The height of the power of Roman Empire
The height of the power of Roman Empire was at vast. Over one quarter of the world’s population lived and died the rule of the Caesars. Emperor Marcus Aurelius was in twelve-years of campaign against the Barbarian Tribe in Germania that was drawing to an end.
His final wish before he dies is that to have a stronghold stands in the way of Roman Victory and the promise of peace throughout the empire. The film begins at the Roman battle for Germania, then a backwards land of barbarians.
General Maximus Decimus Meridus leads the Roman Army to a decisive victory against the Germanic Tribes at Vindobona. The long war got ended on the Roman frontier and he earned the esteem of the elderly Emperor Marcus Aurelius. He has a male heir named Commodus. The dying emperor wished to grant temporary leadership to Maximus hoping to return the power to the Roman Senate. He saw Maximus’ abilities to lead and serve as an Emperor in Rome because Maximus is a principled man and he can command the loyalty of the army.
Marcus wants him to end the corruption and to save Rome from partition. Marcus wants Rome to be a Republic again. Analyzing the Roman Society can undergo into these different kinds of perspectives, namely, Functionalist, Conflict, and Symbolic Interaction Perspective. First up is the Functionalist Theory. A Functionalist Theory explains phenomena through functions. It has two elements which are the view from the society as a system of interrelated parts that are interdependent and the general values among society members.
So how can we relate Functionalist Theory to the Society? There is only one word for that – Change. Change plays a big role to Functionalist Theory. Society is seen as integrated whole. A change in one part of a society leads to change in other parts as well. Society may change over time, but functionalist believe that it will return to stable state. In the movie Gladiator, the people there are asked to become gladiators. They fight for their lives inside the arena. Many gladiators get wounded or die. That serves as an entertainment to the higher class.
The gladiators are there for the glory of the Empire. The manifestation of this is that they don’t have rights. They can’t help it but to follow the rules of their ruler. It all comes to one label which is – slavery.
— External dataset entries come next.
Issue #3135, opened 2021-09-16
Show tasty doesn't work for tasty files


tgodzik:
**Describe the bug**

When clicking on the tasty file it's not possible to currently read it.

**To Reproduce**

1. Classes directory inside `.bloop` directory
2. Click on any tasty file.
3. Run `Show tasty` command
4. See error about the file not belonging to build target.

**Expected behavior**

We should seach build targets for a class directory that belongs to it or as a fallback use the highest Scala 3 version available. I think we should always be able to read it with the highest versio? @kordyjan ?

**Installation:**

- Operating system: Linux
- Editor: Visual Studio Code
- Metals version: v0.10.7

**Search terms**

scala 3 tasty show

tgodzik:
We should also see if when opening tasty files in VS Code we could automatically display tasty instead. Currently it ask to open it and only if you try to open it with txt editor you will be able to run the command.

tgodzik:
Fixed by https://github.com/scalameta/metals/pull/3107

tgodzik:
OR  maybe, let's keep it open, the actual Show tasty command doesn't work yet. We should reuse the same logic as in #3107

kpodsiad:
> We should also see if when opening tasty files in VS Code we could automatically display tasty instead. Currently it ask to open it and only if you try to open it with txt editor you will be able to run the command.

Any chance that you know how to do this?

tgodzik:
> > We should also see if when opening tasty files in VS Code we could automatically display tasty instead. Currently it ask to open it and only if you try to open it with txt editor you will be able to run the command.
> 
> Any chance that you know how to do this?

Looks like we can use https://code.visualstudio.com/api/extension-guides/custom-editors

Example: https://github.com/Microsoft/vscode-extension-samples/tree/main/custom-editor-sample

kpodsiad:
Thanks @tgodzik, I'll look at them!

Issue #3136, opened 2021-09-16
Show tasty works only for classes named the same as the file


tgodzik:
**Describe the bug**

If we are in a file with multiple classes and none of them is named as the file (or we have not classes at all), Metals will not find the proper tasty file.

**To Reproduce**

1. Create a file name `Main.scala`
2. Add example contents:

```scala
class NotMain
class AlsoNotMain
```
3. Run `Show tasty` command
4. See error about not being able to find the tasty file.

**Expected behavior**

Proper file is shown based on the cursor positio.

**Installation:**

- Operating system: Linux
- Editor: Visual Studio Code
- Metals version: v0.10.7

**Additional context**

There are two way we can solve it:
- try to get that info by using the `ClassFinder` class, but it doesn't work perfectly for all inner classes or anonymous one
- use the same mechanism that was implemented for scala debug adapter

**Search terms**

tasty scala 3

keynmol:
After discussion on discord, it seems like it's sensitive to package vs. file structure

    Operating system: MacOS
    Editor: Neovim
    Metals version: v0.10.7


https://user-images.githubusercontent.com/1052965/133847054-23774bd8-33d3-4190-8c1d-6c4823db7058.mov

PR #3148, opened 2021-09-21
Add position to show tasty command

kpodsiad:
Closes https://github.com/scalameta/metals/issues/3135

Handling of 'show TASTy' command was merged into `FileDecodeProvider`.
It also requires cosmetic changes at metals-vscode (due to reused `DecoderResponse`)

TODO:
- [x] Fix https://github.com/scalameta/metals/issues/3135 (although opening as a text document is still necessary)
- [x] Take into account position when opening scala file (error handling is missing, but this could be easily solved by idea proposed below)
- [x] changes in metals-vscode (https://github.com/scalameta/metals-vscode/pull/707)

https://github.com/scalameta/metals/issues/3136 (and mirror issues about javap decompile) could be very easily solved by following:
- check if the given class contains multiple classes
- if yes, ask the user which class should be showed (could be done using quickpick). User picks class, there is no more ambiguity
- if not (there is only one option), show this only option

Flow is pretty straightforward and can play well with a position (if the position doesn't indicate any class, ask the user...), but I want to reduce the scope of this PR and do it in another one.


metals/src/main/scala/scala/meta/internal/metals/FileDecoderProvider.scala
```diff
@@ -19,24 +22,36 @@ import scala.meta.internal.io.FileIO
...
 
+/* Response which is sent to the lsp client. Because of java serialization we cannot use
+ * sealed hierarchy to model union type of success and error.
+ * Moreover, we cannot use Option to indicate optional values, so instead every field is nullable.
+ * */
 final case class DecoderResponse(
-    requestedUri: String,
-    value: String,
-    error: String
+    @Nullable requestedUri: String,
```
ckipp01, line 39: The `requestedUri` should always be there right? I don't believe this one needs to be `@Nullable`.

ckipp01: Also, 🙏🏼 for aligning this ha. I was working on the `nvim-metals` implementation tonight of the semanticdb/javap stuff and realized that we have a slightly different structure is returned and I was actually going to shoot in a pr making this change for the tasty stuff to just use this.

metals/src/main/scala/scala/meta/internal/metals/FileDecoderProvider.scala
```diff
@@ -256,19 +271,30 @@ final class FileDecoderProvider(
...
+      // we use a classFinder here because file structure can differ than actual packages
+      pathToClass <- classFinder
+        .findClass(sourceFile, position)
+        .map { className =>
+          val dir = className.replace('.', '/')
+          // only .class files contains $ in name
+          val stripped =
+            if (newExtension == "tasty") dir.stripSuffix("$")
+            else dir
+          s"$stripped.$newExtension"
```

The latent is that they are powerless. They have to follow the rules of their emperor because he is in the top. He is the highest among them. Which means that the gladiators and the other slaves are the peasants who they need to work for their emperor and to earn a living. And lastly, the dysfunction to this is that they are being abused.
They are being asked to fight inside the arena. It’s a matter of life and death situation. The Conflict Perspective here is that the society is composed of distinct groups with opposing interests. The power and inequality are found systematically in the society. In the movie, there is an inequality between the slaves and the higher class. The slaves are forced to work for them and to become gladiators and fight their lives in the arena. The power is that the Emperor can dictate. They give command to the military, the government, and the people simultaneously.
There should be a social balance to the Roman Empire. And last perspective is the Symbolic-Interactionism Perspective. This uses symbols to analyze the society well. An interaction between individuals is negotiated through shared symbols, gestures, and nonverbal communications. The symbolic-interactionism in the movie is that through clothing. The higher class can wear beautiful clothing while the slaves cannot. In all, there is still a question between the powers of the Emperor to the Senate. There is a large scale of happenings to the Roman Empire.
The function of the gladiators within that society is to put forth a microcosm of the struggle. There is dictatorship and criticism among them. A Republic is a form of government in which the country is considered as a “public mater”, not the private concern or property of rulers, and where offices and states are subsequently directed or indirectly elected or appointed rather than inherited. The proposed solution to this class disparity is to give the power of government to the senate, which is elected by the working class, not to the Emperor.